The Example above demonstrates the use of a hexapod to position the sealing arrangement relative to the wing. There are several alternative ways in which the sealing arrangement may be presented to the aircraft wing, such as the use of a robot, a set of gimbal mounts or a manual handling trolley.

The Example above demonstrates the use of a fixed support or a clamped plate arrangement to retain the sealing arrangement in place. Other arrangements may be used, such as a robot.

The Examples above all relate to the formation of a seal which is formed using a positive gas pressure. Other arrangements for urging a sealing surface into sealing contact with a wing surface may be used. For example, a sealing surface may be associated with a biasing means, operable to urge the sealing surface into sealing engagement with a wing surface. The biasing means may be a spring, for example, which may be “latched” in a retracted position in which the sealing surface is not urged into contact with a wing surface, and then “unlatched” to urge the sealing surface into sealing contact with the wing surface when required.

The Examples above all relate to the use, at any particular place on the wing, of a seal which surrounds the outer surface of a wing. Alternatively or additionally, it may be desirable to form a seal on another surface of the wing (say, the inner surface).
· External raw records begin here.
PR #1003, opened 2023-05-01
feat: Require supportedPlatforms field and filter list in UI

dsvanlani:
### Proposed Change
- Validates that the `spec.supportedPlatforms` field is specified for Source Types.
- Filter list of `ResourceTypes` by a new `platform` prop in the `SelectView` used in the `NewResourceDialog` component.

We are not adding `k8s` or `OpenShift` support to any existing Source Type, and Custom source type will not be part of k8s for this pass.

image

##### Checklist
- [ ] Changes are tested
- [ ] CI has passed


model/resource_type.go
```diff
@@ -369,6 +371,67 @@ func (s *ResourceTypeSpec) validate(kind Kind, errs validation.Errors) {
 	s.Traces.validateTemplates(errs, "traces", params)
 }
 
+const (
+	platformWindows             = "windows"
```
jsirianni, line 375: I wonder if we should refactor this and `internal/rest/install_command.go`'s constants, so platforms are defined in one place. Probably not now, but perhaps a ticket for the future.

```go
type supportedPlatform string

const (
	kubernetesDaemonset  supportedPlatform = "kubernetes-daemonset"
	kubernetesDeployment                   = "kubernetes-deployment"
	linuxArm64                             = "linux-arm64"
	linuxAmd64                             = "linux-amd64"
	linuxArm                               = "linux-arm"
	darwinArm64                            = "darwin-arm64"
	darwinAmd64                            = "darwin-amd64"
	openshiftDaemonset                     = "openshift-daemonset"
	windowsAmd64                           = "windows-amd64"
)

// ErrConfigurationNotSet is returned when a platform requires an initial configuration but one is not set
var ErrConfigurationNotSet = errors.New("configuration must be set for kubernetes installation")

var platformAliases = map[string]supportedPlatform{
	// aliases
	"windows":               windowsAmd64,
	"linux":                 linuxAmd64,
	"darwin":                darwinArm64,
	"macos":                 darwinArm64,
	"macos-arm64":           darwinArm64,
	"macos-amd64":           darwinAmd64,
	"kubernetes-daemonset":  kubernetesDaemonset,
	"kubernetes-deployment": kubernetesDeployment,
	"openshift-daemonset":   openshiftDaemonset,

	// include supportedPlatform here for validation
	"linux-arm64":   linuxArm64,
	"linux-amd64":   linuxAmd64,
	"linux-arm":     linuxArm,
	"darwin-arm64":  darwinArm64,
	"darwin-amd64":  darwinAmd64,
	"windows-amd64": windowsAmd64,
}
```

jsirianni (approved):
Working great for me. Left one comment.

antonblock (approved):

model/resource_type.go
dsvanlani: I think we should, but I'm in favor of doing it in another PR

PR #1018, opened 2023-05-02
refactor: Add new prerun for init

Mrod1598:
### Proposed Change

- Put config validation in separate function

##### Checklist
- [ ] Changes are tested
- [ ] CI has passed


cli/loader.go
```diff
@@ -27,6 +27,9 @@ type Loader interface {
 
 	// LoadProfile loads the profile with the given name
 	LoadProfile(ctx context.Context, name string) error
+
+	// ValidateConfig validates the configuration.
+	ValidateConfig(_ context.Context) error
```
antonblock, line 32:
```suggestion
	ValidateConfig(ctx context.Context) error
```
Should probably stay consistent with the other methods

cli/loader.go
```diff
@@ -37,9 +40,50 @@ func AddValidationPrerun(cmd *cobra.Command, loader Loader) *cobra.Command {
...
+		cmd.PersistentPreRunE = func(cmd *cobra.Command, args []string) error {
+			if err := configLoadPreRun(cmd, args); err != nil {
+				return err
+			}
+
+			return oldPreRun(cmd, args)
 		}
+	} else {
+		cmd.PersistentPreRunE = configLoadPreRun
+	}
```
cpheps, line 68: What's the case we need this wrapping?

Mrod1598: the init expects the config to be loaded but not validated for using the defaults in the config already

cpheps: Ohh we don't have a case for this now but it's future proofing I think. I also didn't notice this is at the bottom of the file.  Is there someway to cleanup/reuse that?

cli/loader.go
```diff
@@ -37,9 +40,50 @@ func AddValidationPrerun(cmd *cobra.Command, loader Loader) *cobra.Command {
...
-			return loader.LoadConfig(ctx, configArg)
+			err := loader.LoadConfig(ctx, configArg)
+			if err != nil {
+				return err
+			}
+		}
+		err := loader.LoadProfile(ctx, profileArg)
+		if err != nil {
+			return err
+		}
```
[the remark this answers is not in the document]
Mrod1598: condensed it a good bit

antonblock (approved):

cli/loader.go
```diff
@@ -27,10 +27,46 @@ type Loader interface {
 
 	// LoadProfile loads the profile with the given name
 	LoadProfile(ctx context.Context, name string) error
+
+	// ValidateConfig validates the configuration.
+	ValidateConfig(ctx context.Context) error
+}
+
+// PreRun is a function that runs before the command
+type PreRun func(cmd *cobra.Command, args []string) error
```
cpheps, line 36: nit: This probably doesn't need to be exported.

cli/loader.go
```diff
@@ -27,10 +27,46 @@ type Loader interface {
...
+
+// AddPrerunToExistingCmd adds a pre run to an existing command
+func AddPrerunToExistingCmd(cmd *cobra.Command, new PreRun) *cobra.Command {
```
cpheps, line 39: nit: This probably doesn't need to be exported either.

cpheps (approved):
LGTM, few nits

The Examples above all relate to the use of seals which are formed using a positive gas pressure. As indicated above, these are beneficial in that the sealing surface may conform to the geometry of the wing and therefore the geometry of the sealing surface does not have to be precisely defined in relating to the surface it is to seal. However, the method of the present invention does not require such a sealing arrangement. For example, the inflatable seal of FIG. 2 may be replaced by a non-expandable sealing member, the geometry of which has been defined quite precisely to match that of the wing it is to seal. Most of the Examples above relate to the formation of a seal between the inner or outer surface of the wing with a corresponding sealing surface. It may be desirable for the inboard end surfaces of the wing to be brought into sealing engagement with a support, such as that labelled 100 in FIG. 2.
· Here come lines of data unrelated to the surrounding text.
PR #1019, opened 2023-05-02
feat(destination): Add AWS S3 destination

antonblock:
(Relies on collector v1.25.0 release)

### Proposed Change

- Add S3 destination type which uses the `awss3exporter` exporter in the collector
- This will require additional documentation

There are many different ways in which leaks could be monitored. For example, leaks may be monitored manually using one or more operators. Alternatively or additionally, one or more static sensors may be used. Alternatively or additionally, one of more automated movable sensors could be used.
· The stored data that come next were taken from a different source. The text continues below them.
PR #1022, opened 2023-05-03
feat(UI): Weight Topology Graph Edges by data flow, animate active pipeline edges.

dsvanlani:
### Proposed Change
This change tracks the max ingestion value for configuration measurements and then weights the line appropriately.  This is a work in progress an open to feedback.

Changes:
- Add `maxMetricValue`, `MaxLogValue`, `maxTraceValue` fields to the OverviewMetrics and ConfigurationMetrics queries.
- When receiving Data from the metrics subscriptions we track them in the state of `OverviewPageContext` or `PipelineGraphContext`.
- Refactors `CustomEdge.tsx` out to a shared `GraphComponents` directory.
- Animates lines for active pipeline types.
- `CustomEdge` uses the `maxValues` prop to assign a stroke-width class.
- `updateGraphMetrics` now assigns each edge a `rawValue` to be used to determine width.

##### Checklist
- [ ] Changes are tested
- [ ] CI has passed


ui/src/components/GraphComponents/GraphGradient.tsx
```diff
@@ -0,0 +1,23 @@
+export const GraphGradient: React.FC = () => {
+  return (
+    <svg width="20" height="20">
+      {/* This makes a gradient background available to the custom edges */}
+      <defs>
+        <linearGradient id="gradient" x1="0%" y1="0%" x2="100%" y2="0%">
+          <stop offset="0%" stopColor="#4abaeb" />
+          <stop offset="100%" stopColor="#5dc4b6" />
```
BinaryFissionGames, line 8: This is pretty nitpicky, but I notice hard edges where the gradient starts/ends, it makes these line artifacts appear - might be smoother to transition back to the start color? Might also make sense to double the pattern and rect width below if you decide to take this change.
```suggestion
          <stop offset="0%" stopColor="#4abaeb" />
          <stop offset="50%" stopColor="#5dc4b6" />
          <stop offset="100%" stopColor="#4abaeb" />
```

ui/src/components/GraphComponents/custom-edge.module.scss
```diff
@@ -0,0 +1,53 @@
...
+.metric {
+  font-size: 10px;
+}
+
+.overview-metric {
+  font-size: 12px;
+}
+
+.highlight {
+  filter: drop-shadow(2px 2px 2px colors.$summer-sky);
```
BinaryFissionGames, line 12: How do you feel about the drop shadow color here? I'm thinking it maybe should be darker (with the wide lines, it feels like it's maybe too similar to the line color), but also this color is probably fine, just want your thoughts.

antonblock (approved):

ui/src/components/GraphComponents/custom-edge.module.scss
dsvanlani: Yeah I'm not thrilled with the shadow.  I'll try the darker blue color for more contrast.

ui/src/components/GraphComponents/GraphGradient.tsx
dsvanlani: Good idea

ui/src/components/GraphComponents/custom-edge.module.scss
dsvanlani: image
 
I think the active-blue looks a little better.

BinaryFissionGames (approved):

Where, in the foregoing description, integers or elements are mentioned which have known, obvious or foreseeable equivalents, then such equivalents are herein incorporated as if individually set forth. Reference should be made to the claims for determining the true scope of the present invention, which should be construed so as to encompass any such equivalents. It will also be appreciated by the reader that integers or features of the invention that are described as preferable, advantageous, convenient or the like are optional and do not limit the scope of the independent claims.